For Terminal 3 in Slave mode, the changes in the DC voltage following the active power step changes in Terminal 2 are the main disturbances. For the droop controlled scenario, the changes in the output current of Terminal 3 are additional disturbances given the droop control active power reference modulation. The energy dynamics response and the manipulation of the circulating currents following the control structures shown in this section can be seen in Figure 17 and Figure 18, respectively.

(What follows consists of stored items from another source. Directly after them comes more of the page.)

PR #1806, opened 2025-10-14
Use/test \NoValue rather than "-NoValue-"

josephwright:
Assuming we go with this, we will want to update ltcmd - probably that means checking the expl3 version and requiring it to be at least 2025-10-14.

### DIFF
--- a/l3kernel/l3tl.dtx
+++ b/l3kernel/l3tl.dtx
@@ -334,10 +334,6 @@
 %   \cs{NoValue}. This function is intended to allow
 %   construction of flexible document interface structures in which missing
 %   optional arguments are detected.
-%   \begin{texnote}
-%     The test will work for both the current \cs{NoValue} marker token and
-%     and the previous marker (|-NoValue-|).
-%   \end{texnote}
 % \end{function}
 %
 % \begin{function}[added = 2025-10-14]{\NoValue}


l3kernel/CHANGELOG.md
```diff
@@ -7,6 +7,13 @@ this project uses date-based 'snapshot' version identifiers.
 
 ## [Unreleased]
 
+### Changed
+- Revise definition of 'no value' to allow use of `\NoValue` as a marker at the
+  design level
+
+### Deprecated
+- `\c_novalue_tl` in favor of `\NoValue`
```
FrankMittelbach, line 15: ... without the need to "o" expand  ?

l3kernel/l3tl.dtx
```diff
@@ -325,20 +325,19 @@
...
-%   contain the same list of tokens, both in respect of character codes and
-%   category codes. This means that
-%   \cs{exp_args:No} \cs{tl_if_novalue:nTF} \texttt\{ \cs{c_novalue_tl} \texttt\} is 
-%   logically \texttt{true} but \cs{tl_if_novalue:nTF} \texttt\{ \cs{c_novalue_tl} \texttt\}
-%   is logically \texttt{false}.
-%   This function is intended to allow construction
-%   of flexible document interface structures in which missing optional
-%   arguments are detected.
+%   Tests if the \meta{token list} matches the special marker token
+%   \cs{NoValue}. This function is intended to allow construction of
```
FrankMittelbach: ... (or its exansion).

I know you say that implicitly below but still.

l3kernel/doc/l3obsolete.txt
```diff
@@ -14,6 +14,7 @@ These functions are deprecated and should be removed from packages.
 ---------------------------------------------------
 Function                            Date deprecated
 ---------------------------------------------------
+\c_novalue_tl                            2025-10-14
```
FrankMittelbach, line 17: just wondering: why don't we suggest what should be done instead of the deprecated command?

l3kernel/CHANGELOG.md
josephwright: I'm not sure if that makes things clearer - perhaps '(mechanism adjusted)' or something like that

l3kernel/l3tl.dtx
josephwright: Well the idea is that the expansion is now fallback behaviour: you'll notice I've made `\NoValue` protected

l3kernel/doc/l3obsolete.txt
josephwright: We normally put something in the deprecation source, but for `tl` it's always hard as you can't really issue a warning then continue. So this one has to be covered somewhere in the docs if we want to - but I think that's better in `ltcmd`/`usrguide`/`clsguide`.

l3kernel/l3tl.dtx
FrankMittelbach: how much does that help against "o" expansion or \expandafter?

l3kernel/doc/l3obsolete.txt
FrankMittelbach: it could have been on line 17 in a third column (but if that is never done in that file it isn't useful, I guess).

l3kernel/CHANGELOG.md
FrankMittelbach: whatever. I look at it from the point of some developer who had used \c_novalue_tl and always explicitly passed on its expansion into the stream (that always the case in all code pieces I saw) and that developer will understand what is meant by the "without any need to "o"-expand). But it is a small world they will all learn :-)

josephwright: I was not 100% sure how to handle `\c_novalue_tl` at all: we could just leave it alone and all would work. I was thinking that if you are going to have `\NoValue` anyway, then using it at one remove via `\c_novalue_tl` feels a bit odd.

l3kernel/l3tl.dtx
josephwright: Well it doesn't, but in general I'd not expect people to be `o`-type expanding arbitrary input - you can't know up-front if the grabbed argument has any particular form.

l3kernel/doc/l3obsolete.txt
josephwright: I'll find somewhere to note this

l3kernel/l3tl.dtx
FrankMittelbach: not on arbitrary input agreed. But a lot of the usage of \c_novalue_tl right now is something like `angle .initial:V         = \c_novalue_tl,` and similar. So of people replace that with \NoValue (without also removing the `:V` or `:o` currently used ) expansion happens

l3kernel/l3tl.dtx
```diff
@@ -2827,33 +2837,49 @@
...
+%   \texttt{-NoValue-} marker. The two are done in the same way, with an
+%   auxiliary needed to avoid \TeX{} \tn{if} matching issues. In both
+%   cases, the first argument of \cs[no-index]{@@_if_novalue_aux$n$:w}
+%   is empty if and only if |#1| starts with the marker, while the second
+%   argument is empty if |#1| is exactly the marker or if it has a question
+%   mark just following the marker. In this second case, however, the material
+%   after the  first |?!| remains and makes the emptiness test return
 %   \texttt{false}.
 %    \begin{macrocode}
+\prg_new_conditional:Npnn \tl_if_novalue:n #1
```
Skillmon, line 2843: Slightly faster implementation (with the drawback of slightly weirder code):

```latex
\cs_set_protected:Npn \@@_tmp:w #1
  {
    \prg_new_conditional:Npnn \tl_if_novalue:n ##1
      { p , T ,  F , TF }
      {
        \__tl_if_empty_if:o
          { \@@_if_novalue_auxi:w {} ##1 {} ? ! \NoValue ? ? ! }
          \use_none:nnn
        \else:
          \@@_if_novalue_auxii:n {##1}
          \prg_return_true:
        \else:
          \prg_return_false:
        \fi:
      }
    \cs_new:Npn \@@_if_novalue_auxii:n ##1
      {
        \fi:
        \__tl_if_empty_if:o
          { \@@_if_novalue_auxiii:w {} ##1 {} ? ! #1 ? ? ! }
      }
    \cs_new:Npn \@@_if_novalue_auxiii:w ##1 #1 ##2 ? ##3 ? ! { ##1 ##2 }
  }
\exp_args:No \@@_tmp:w { \NoValue }
\cs_new:Npn \@@_if_novalue_auxi:w #1 \NoValue #2 ? #3 ? ! { #1 #2 }
```

Skillmon: Alternatively, this code is slower than the one posted above *and* the one from this PR for the case that `#1` is `\NoValue`, but faster in every other case compared to both of them, and is cleaner than both, imho.

```latex
\cs_set_protected:Npn \@@_tmp:w #1
  {
    \prg_new_conditional:Npnn \tl_if_novalue:n ##1
      { p , T ,  F , TF }
      {
        \__tl_if_empty_if:o
          { \@@_if_novalue_auxi:w {} ##1 {} ? ! \NoValue ? ? ! }
          \use_none:nnn
        \fi:
        \__tl_if_empty_if:o
          { \@@_if_novalue_auxiii:w {} ##1 {} ? ! #1 ? ? ! }
          \prg_return_true:
        \else:
          \prg_return_false:
        \fi:
      }
    \cs_new:Npn \@@_if_novalue_auxii:n ##1
      {
        \__tl_if_empty_if:o
          { \@@_if_novalue_auxiii:w {} ##1 {} ? ! #1 ? ? ! }
      }
    \cs_new:Npn \@@_if_novalue_auxiii:w ##1 #1 ##2 ? ##3 ? ! { ##1 ##2 }
  }
\exp_args:No \@@_tmp:w { \NoValue }
\cs_new:Npn \@@_if_novalue_auxi:w #1 \NoValue #2 ? #3 ? ! { #1 #2 }
```.

File: l3kernel/CHANGELOG.md (hunk 1 above)
Comment (Skillmon) [reply l3kernel/CHANGELOG.md:15]: Maybe: "Deprecate `\c_novalue_tl` in favor of `\NoValue` or its expansion"

**Comment by Skillmon** [comment]
I thought the general idea was to use something as marker that can't be input without taking extra steps. `\NoValue` is rather easy to input, and defeats this purpose. Yes, its name is indication enough to not input this light heartedly, and the fact that this can be input without jumping through hoops is intriguing in itself (to purposefully do something like `\otherPkgCommand[\NoValue]` to emphasise that we *really* don't want to use that value), but still I wonder whether this is a good idea.

File: l3kernel/l3tl.dtx (hunk 4 above)
Comment (josephwright) [reply l3kernel/l3tl.dtx:2843]: Thinking again, I wonder if we want to support the expansion of `\NoValue`. My original thinking was that for the transition we need to cover both `\NoValue` and `-NoValue-`. However, due to the way `ltcmd` sets things up, we don't need to set up to support both old and new markers. So the only question is whether we are worried about `\exp_after:wN \some-fn \NoValue`. Really any well-behaved code should not be doing that - the programmer should be testing using `\tl_if_novalue:n(TF)`/`\IfNoValue(TF)` up-front. So we could just test against `\NoValue` I think: this would mean we have no performance impact. Thoughts?

**Comment by josephwright** [comment]
> I thought the general idea was to use something as marker that can't be input without taking extra steps. `\NoValue` is rather easy to input, and defeats this purpose. Yes, its name is indication enough to not input this light heartedly, and the fact that this can be input without jumping through hoops is intriguing in itself (to purposefully do something like `\otherPkgCommand[\NoValue]` to emphasise that we _really_ don't want to use that value), but still I wonder whether this is a good idea.

You might guess we've been through this :-)  I've made that case but use cases have come up where it is useful to have some way of passing 'no value' without needing to use the expansion of `\c_novalue_tl` (which is awkward at the design level). So I'm simply looking for the best implementation of the decision.

(BTW, if you look back, we _used_ to have `\NoValue` in the version of `xparse` in `xpackages` in days of yore.)

File: l3kernel/l3tl.dtx (hunk 4 above)
Comment (davidcarlisle) [reply l3kernel/l3tl.dtx:2843]: >  Really any well-behaved code should not be doing that - the programmer should be testing using `\tl_if_novalue:n(TF)/\IfNoValue(TF) up-front.

But isn't that the point?, in the template usages it's more natural to pass in the marker directly, exactly as you show by (currently) expanding `\c_novalue_tl` once before the call. Using `\NoValue` avoids the need for expansion, so you can use `\some-fn \NoValue`. 

So we don't need to support `\exp_after:wN \some-fn \NoValue` but we do need to support  `\some-fn \NoValue` and for compatibility `\exp_after:wN \some-fn \c_no_value_tl`

Comment (FrankMittelbach) [reply l3kernel/l3tl.dtx:2843]: I guess Joseph's point is that if `\c_novalue_tl` expands to `\NoValue` then the old behavior is still supported, so people can keep
```
  foo-key:o = \c_novalue_tl    % what they have now
```
or replace it by
```
  foo-key = \NoValue
```
Explicilty expanding \NoValue would then simply not work and pass the expansion as a value. If you want to catch that mistake, you need to test for both \NoValue and -NoValue-.  The advantage of not testing is that it is faster, but since when is Joseph and not you or I worried about speed? :-)

I tend to think we can document that \NoValue should be passed without expansion and be done with it because the old usage of `\c_novalue_tl` is still supported (I'm always for fast as you know)

Comment (davidcarlisle) [reply l3kernel/l3tl.dtx:2843]: I did suggest that at one point:-) (possibly not here) I thought the concern was if someone had used full expansion but if all (or even most) known existing cases just expand c_novalue_tl once then yes I agree this is simpler. actually as NoValue is \protected even e expansion would be OK.

Comment (FrankMittelbach) [reply l3kernel/l3tl.dtx:2843]: the list of all usages of \c_novalue_tl across TeXLive should be checked once more but if I remember correctly it is used only via "V" or "o" expansion and "e" expansion as you say would work too due to the \protected

Comment (josephwright) [reply l3kernel/l3tl.dtx:2843]: @FrankMittelbach Believe it or not, I do worry about performance sometimes :-)

Comment (josephwright) [reply l3kernel/l3tl.dtx:2843]: > the list of all usages of \c_novalue_tl across TeXLive should be checked once more but if I remember correctly it is used only via "V" or "o" expansion and "e" expansion as you say would work too due to the \protected

Looking over TL, I agree: the uses are `V`/`o`/`x` so are all 'safe' with the proposed change without needing to check for the older version too.

Note that originally I was thinking we needed to test both for a transition, but I now realise that `\c_novalue_tl` is always defined in `l3kernel` so `ltcmd` will automatically inherit things. The only place it might show is where someone manually defines `\c_novalue_tl`, but the only case I find of that is where there's an `\@ifundefined` test first, so that would still be safe too.

Comment (FrankMittelbach) [reply l3kernel/l3tl.dtx:2843]: > @FrankMittelbach Believe it or not, I do worry about performance sometimes :-)

you saw the smiley I hope? But I guess it is true to say that David and I are burnt by the machine speed in the early nineties

Comment (josephwright) [reply l3kernel/l3tl.dtx:2843]: > > @FrankMittelbach Believe it or not, I do worry about performance sometimes :-)
> 
> you saw the smiley I hope? But I guess it is true to say that David and I are burnt by the machine speed in the early nineties

Oh sure, I do get it - there's a lot we do that if you want max performance you wouldn't - but then you'd end up with a newer format more akin to OpTeX ('you need to know what you are doing everywhere'). I'm quite happy to look at performance particularly when we move things to more stable status.

File: l3kernel/l3tl.dtx [hunk 5]
```diff
@@ -325,20 +325,39 @@
...
-%   contain the same list of tokens, both in respect of character codes and
-%   category codes. This means that
-%   \cs{exp_args:No} \cs{tl_if_novalue:nTF} \texttt\{ \cs{c_novalue_tl} \texttt\} is 
-%   logically \texttt{true} but \cs{tl_if_novalue:nTF} \texttt\{ \cs{c_novalue_tl} \texttt\}
-%   is logically \texttt{false}.
-%   This function is intended to allow construction
-%   of flexible document interface structures in which missing optional
-%   arguments are detected.
+%   Tests if the \meta{token list} matches the special marker token
+%   \cs{NoValue} (or its expansion). This function is intended to allow
```
Skillmon:
```suggestion
%   \cs{NoValue}. This function is intended to allow
```
That's no longer the case.

l3kernel/l3tl.dtx
```diff
@@ -325,20 +325,39 @@
...
+%   construction of flexible document interface structures in which missing
+%   optional arguments are detected.
+%   \begin{texnote}
+%     The test will work for both the current \cs{NoValue} marker token and
+%     and the previous marker (|-NoValue-|).
+%   \end{texnote}
```
Skillmon:
```suggestion
```

this here as well.

l3kernel/l3tl.dtx
```diff
@@ -325,20 +325,39 @@
...
+%   \begin{verbatim}
+%     \tl_if_eq:NnTF \NoValue { -NoValue- }
+%   \end{verbatim}
+%   is logically \texttt{false}. The \cs{NoValue} marker is intended for
+%   use in creating document-level interfaces, where it serves as an indicator
+%   that an (optional) argument was omitted.
+%   \begin{texnote}
+%     This \emph{function} replaces the previously \emph{tl~var}
+%     \cs{c_novalue_tl}. In contrast to \cs{c_novalue_tl}, it is \emph{not}
+%     necessary to \texttt{o}-type expand \cs{NoValue} for it to be used
```
Skillmon, line 354:
```suggestion
%     \cs{c_novalue_tl}. In contrast to \cs{c_novalue_tl}, it is \emph{not}
%     allowed to \texttt{o}-type expand \cs{NoValue} for it to be used
```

The cascaded control structure based on PI controllers developed in the synchronous reference frame shown in this section for both Master/Slave and droop control operation is able to meet the control objectives of each terminal. The power sharing established by the droop control accepts a deviation from the rated value of the DC voltage bu presents a smoother response than the Master/Slave control mode for the three-terminal network simulated in this work. The choice of a control system however will depend on the operation restrictions of each grid, whether the DC voltage levels should be sustained as close as possible to the rated value or if small steady state error are tolerated.

5. Conclusions

This paper presents a review on the main challenges concerning MT-HVDC networks for wind power integration. The characteristics of existing MT-HVDC networks are presented followed by a discussion of the rising challenges on control, operation, stability and protection. Then, the paper focused on the review of the main control alternatives for the DC voltage of an MT-HVDC network. The modeling and possible control strategies for the MMC were also discussed as a part of the review. To illustrate the technical discussions, a simulation of a three-terminal MT-HVDC network for the integration of wind power and other offshore resources is implemented on Matlab’s Simscape Electrical following a PI-based control scheme in the $dq0$ frame, considering both the output current and the internal converter dynamics. The simulation results show the challenges on controlling a highly interconnected system as the MT-HVDC networks based on MMC converters. As MT-HVDC networks evolve and more projects are being currently considered, the problems for the integration of growing shares of converter-based resources shall be further investigated. New models for stability analysis need to be developed to increase the knowledge of power system operators regarding the operation of DC grids.